In [1]:
# adapted from https://pyro.ai/examples/prodlda.html
# imports
import pandas as pd
import numpy as np
from sklearn.feature_extraction.text import CountVectorizer
import torch
import time

import math
import torch.nn as nn
import torch.nn.functional as F
import pyro
import pyro.distributions as dist
from pyro.infer import SVI, TraceMeanField_ELBO
from tqdm import trange

#plotting libraries!
import matplotlib.pyplot as plt
%matplotlib inline

# Import the wordcloud library
from wordcloud import WordCloud

from sklearn.metrics.pairwise import cosine_similarity

  from .autonotebook import tqdm as notebook_tqdm


**Apply to movie set**  
**end goal:**  
want to  map/group movies (doc id) to topics so we can look up a topic and find related movies or vice versa  
**what we have:**  
movie descriptions for ~9k movies from netflix titles database  
**conversion:**  
- our LDA model takes in a matrix of token counts and outputs beta values
- need to convert what we have into a matrix of token counts using the CountVectorizer function
    - https://scikit-learn.org/stable/modules/generated/sklearn.feature_extraction.text.CountVectorizer.html

In [2]:
# start timer
start_whole = time.perf_counter()

# import user rating data
users_df = pd.read_csv("./ml_netflix.csv")
eval_df = pd.read_csv("./ml_netflix.csv")
eval_df.drop_duplicates('title', inplace=True)
eval_df.drop(columns=['userId', 'rating'], inplace=True)
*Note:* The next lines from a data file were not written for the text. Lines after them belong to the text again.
PR #3641, opened 2024-05-23
feat(spans): Also write inp metrics to transactions name space

edwardgou-sentry:
Right now INP metrics are span metric distributions with percentiles. We rely on these percentiles in the product UI.

There are plans to disable storing percentiles for distributions under the `spans` namespace, so we must move INP metrics to the `transactions` namespace as a workaround to keep INP percentiles. The plan is to extract these `transaction` namespace INP metrics for 90 days until we have enough data to switch over and deprecate the `spans` namespace INP metrics.

### DIFF
--- a/relay-dynamic-config/src/defaults.rs
+++ b/relay-dynamic-config/src/defaults.rs
@@ -553,6 +553,101 @@ pub fn hardcoded_span_metrics() -> Vec<(String, Vec<MetricSpec>)> {
                 },
                 MetricSpec {
                     category: DataCategory::Span,
+                    mri: "d:transactions/webvital.score.total@ratio".into(),
+                    field: Some("span.measurements.score.total.value".into()),
+                    condition: Some(is_allowed_browser.clone()),
+                    tags: vec![
+                        Tag::with_key("span.op")
+                            .from_field("span.sentry_tags.op")
+                            .always(),
+                        Tag::with_key("transaction.op")
+                            .from_field("span.sentry_tags.transaction.op")
+                            .always(),
+                        Tag::with_key("transaction")
+                            .from_field("span.sentry_tags.transaction")
+                            .always(),
+                        Tag::with_key("environment")
+                            .from_field("span.sentry_tags.environment")
+                            .always(),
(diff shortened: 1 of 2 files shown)


relay-dynamic-config/src/defaults.rs
```diff
@@ -551,6 +551,101 @@ pub fn hardcoded_span_metrics() -> Vec<(String, Vec<MetricSpec>)> {
                             .always(), // already guarded by condition on metric
                     ],
                 },
+                MetricSpec {
+                    category: DataCategory::Span,
+                    mri: "d:transactions/webvital.score.total@ratio".into(),
+                    field: Some("span.measurements.score.total.value".into()),
```
jjbayer, line 557: This is already extracted as `d:transactions/measurements.score.total@ratio` ([PR](https://github.com/getsentry/relay/pull/3154)):

https://github.com/getsentry/relay/blob/5dff9661d2bd37d77290a01581c27b563d5b632a/relay-dynamic-config/src/defaults.rs#L815-L816

@edwardgou-sentry can we get rid of `d:transactions/measurements.score.total@ratio` in favor of the new `d:transactions/webvital.score.total@ratio`? Or is the one with `measurements.` still used by the product? Asking because the `measurements.` one has caused [problems](https://github.com/getsentry/relay/pull/3324/) before.

Either way we should keep only one of the two metrics.

jjbayer (changes requested):

iambriccardo (approved):
Changes LGTM, will leave it to @phacops for the final approval.

relay-dynamic-config/src/defaults.rs
edwardgou-sentry: Yeah I think you're right, we probably don't need two of these

edwardgou-sentry:
I've heard that the team is now planning to make an exception to keep percentiles for the inp metric (`d:spans/webvital.inp@millisecond`). So we actually do not need this change anymore 😅 

Closing this pr for now, but we can reopen and discuss if it becomes needed again

PR #3645, opened 2024-05-24
ref(spans): Limit spans on transactions to 800kib

Dav1dde:
Limits the maximum size of spans to 800kib to stay within the 1mb limit for transactions.

Due to normalization Relay may add more information to spans which can push the event over the 1mib limit causing upstream Relays to reject event, which was initially accepted. Limits the spans to 800kib as a best effort approach to not go past the limit.

Technically it is still possible to go over the limit, but reducing the maximum size for spans even further may compromise existing experiences.

Relates to: https://github.com/getsentry/sentry/issues/68331

### DIFF
--- a/CHANGELOG.md
+++ b/CHANGELOG.md
@@ -5,6 +5,7 @@
 **Bug fixes**:
 
 - Apply globally defined metric tags to legacy transaction metrics. ([#3615](https://github.com/getsentry/relay/pull/3615))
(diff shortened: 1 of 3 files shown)


jjbayer (approved):
Could you please add a test case (e.g. programmatically constructed) to see what the trimmed event payload would look like?

PR #3646, opened 2024-05-24
test(spans): Balance timeouts to reduce flakes

### LINKED ISSUE #3607: [Flaky CI]: test_dynamic_sampling
### Flakiness Type

Assertion failure

### Name of Test

tests/integration/test_spans.py::test_dynamic_sampling[1.0]

### Link to Test Run

https://github.com/getsentry/relay/actions/runs/9103390226/job/25025141854?pr=3604

### Details

_No response_

Dav1dde:
Fixes: #3607

#skip-changelog

### DIFF
--- a/tests/integration/test_spans.py
+++ b/tests/integration/test_spans.py
@@ -1862,10 +1862,10 @@ def test_dynamic_sampling(
     if sample_rate == 1.0:
         spans = list(spans_consumer.get_spans(timeout=10, max_attempts=4))
         assert len(spans) == 4
-        outcomes = outcomes_consumer.get_outcomes(timeout=0.1)
+        outcomes = outcomes_consumer.get_outcomes(timeout=3)
         assert summarize_outcomes(outcomes) == {(16, 0): 4}  # SpanIndexed, Accepted
     else:
-        outcomes = outcomes_consumer.get_outcomes(timeout=10)
+        outcomes = outcomes_consumer.get_outcomes(timeout=3)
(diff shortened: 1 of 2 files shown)


tests/integration/test_spans.py
```diff
@@ -1862,10 +1862,10 @@ def summarize_outcomes(outcomes):
     if sample_rate == 1.0:
         spans = list(spans_consumer.get_spans(timeout=10, max_attempts=4))
         assert len(spans) == 4
-        outcomes = outcomes_consumer.get_outcomes(timeout=0.1)
+        outcomes = outcomes_consumer.get_outcomes(timeout=3)
         assert summarize_outcomes(outcomes) == {(16, 0): 4}  # SpanIndexed, Accepted
     else:
-        outcomes = outcomes_consumer.get_outcomes(timeout=10)
+        outcomes = outcomes_consumer.get_outcomes(timeout=3)
```
jjbayer: The reason the `else` timeout was longer is that in the `if` branch, we're already waiting for 4 spans, so more time has passed. This is also why the test fails now. Maybe `(1, 10)` would already work.

jjbayer (approved):
Pre-approving for whatever combination of timeout works.

tests/integration/test_spans.py
Dav1dde: This is so annoying, they are not flaky at all locally. I didn't wanna set a too high timeout just because that actually increases the runtime of the tests.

num_movies = users_df['movieId'].nunique()
num_users = num_users = users_df['userId'].nunique()

In [3]:
data = eval_df['description'].to_numpy() 
# `max_df` removes common words - words with frequency higher than this across all documents
# `min_df` removes rare words - words that appear in less than min_df number of docs
# note: if min_df is too big, will get error in word cloud (i think because not enough data for all topics)
# max min_df i've found that works is 5
vectorizer = CountVectorizer(min_df=5, max_df=0.7, stop_words='english') # 1, 0.7
# docs is a binary matrix of size M x N where M is number of movies, N is number of words in vocab
# docs[i, j] is 1 if movie i's descriptoin has word j and 0 otherwise
docs = torch.from_numpy(vectorizer.fit_transform(data).toarray())

# creates df with words and indices corresponding to words 
# used to convert betas back to words in word cloud plots
vocab = pd.DataFrame(columns=['word', 'index'])
vocab['word'] = vectorizer.get_feature_names()
vocab['index'] = vocab.index

print('Dictionary size: %d' % len(vocab))
print('Corpus size: {}'.format(docs.shape))

Dictionary size: 639
Corpus size: torch.Size([1056, 639])




In [4]:
# setting global variables related to LDA computation
smoke_test=False
seed = 0
torch.manual_seed(seed)
pyro.set_rng_seed(seed)
device = torch.device("cuda:0" if torch.cuda.is_available() else "cpu")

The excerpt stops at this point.